Multivariable regression models are an important tool in biological sciences, as they provide a simplified mathematical relation between multiple variables to determine factors affecting an outcome. When building a regression model, especially in large datasets with a large number of covariates, the variable selection process is a crucial step.
An ideal variable selection method for regression models would find one or more subsets of variables, which have an optimal prediction or explanation performance. Usually, this performance is not optimized during variable selection: an exhaustive test of all possible variable subsets is oftentimes not feasible and non-optimal empirical variable selection methods are being applied instead.
We propose a new algorithm for model selection, which combines forward variable selection and all-subsets regression, and which is referred to as "FARMS" ("Forward and All-subsets Regression for Model Selection"). We have implemented FARMS in R statistical software.
FARMS is a flexible method with additional features that allow tailoring the search of the best model to the experimental needs. For instance, forced-in covariates can be specified and the total number of covariates included in the final model can be fixed a priori. The best model can be selected by the AIC or the BIC value, and the best subset can be selected using different criteria: Mallows’ Cp, R-square, Adjusted R-square or the already mentioned AIC and BIC.

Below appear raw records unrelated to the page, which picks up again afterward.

PR #11845, opened 2021-08-16
Add support for swaps via a direct contract for wrapping and unwrapping

dan437:
## Explanation
When wrapping / unwrapping tokens on different networks, we will only show 1 quote that will do a swap via a direct contract integration.

## Manual testing steps
  - Try to do a swap from ETH -> WETH. You will notice there are no Advanced Options on the Build Quote page and no link to select from different quotes on the View Quote page, since there will only be 1 quote available for wrapping / unwrapping

## Screenshots
Advanced Options are hidden for wrapping / unwrapping across all supported networks:
image

If there is only 1 quote available (which is the case for wrapping / unwrapping), don't show a link to choose from quotes:
image


darkwing (dismissed):
Looks good and works well!

darkwing (dismissed):

shared/constants/swaps.js
```diff
@@ -114,6 +118,37 @@ export const SWAPS_CHAINID_CONTRACT_ADDRESS_MAP = {
   [RINKEBY_CHAIN_ID]: TESTNET_CONTRACT_ADDRESS,
 };
 
+export const SWAPS_WRAPPED_TOKENS_ADDRESSES = {
+  [MAINNET_CHAIN_ID]: WETH_CONTRACT_ADDRESS,
+  [SWAPS_TESTNET_CHAIN_ID]: WETH_CONTRACT_ADDRESS,
+  [BSC_CHAIN_ID]: WBNB_CONTRACT_ADDRESS,
+  [POLYGON_CHAIN_ID]: WMATIC_CONTRACT_ADDRESS,
+  [RINKEBY_CHAIN_ID]: WETH_CONTRACT_ADDRESS,
```
danjm, line 126: Will the `WETH_CONTRACT_ADDRESS` work on rinkeby? WETH probably has a different address on rinkeby...

danjm: yeah, this might be the token on rinkeby: https://rinkeby.etherscan.io/token/0xc778417e063141139fce010982780140aa0cd5ab

danjm (changes requested):
Only one concern that I mention in my comment. The rest of the PR looks good.

danjm (dismissed):

danjm (dismissed):

danjm (approved):

darkwing (approved):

In order to explore the properties of this new method, including its robustness, we have run several tests varying FARMS parameters. We have also compared its results with the results provided by common used methods such as stepwise regression and all-subsets regression.
We have done these comparisons on a real dataset that includes host genetic and immunological information of over 800 HIV infected individuals from Lima (Peru) and Durban (South Africa). This dataset includes approximately 500 variables with information on HIV immune reactivity (around 400 predictive variables), individual genetic characteristics (around 80 predictive variables) and clinical data such as the plasma viral load.
The results obtained showed that FARMS is a very robust approach: the same model was always obtained after 400 executions varying its parameters. In addition, our new approach is also faster than common approaches: when selecting the best model using 400 covariates, FARMS needed less than half the time of stepwise approaches. Further improvements are currently added to the algorithm, including the evaluation of quadratic terms to allow for evaluation of non-linear relationships among the variable and adding parameters that allow the evaluation of the interaction terms.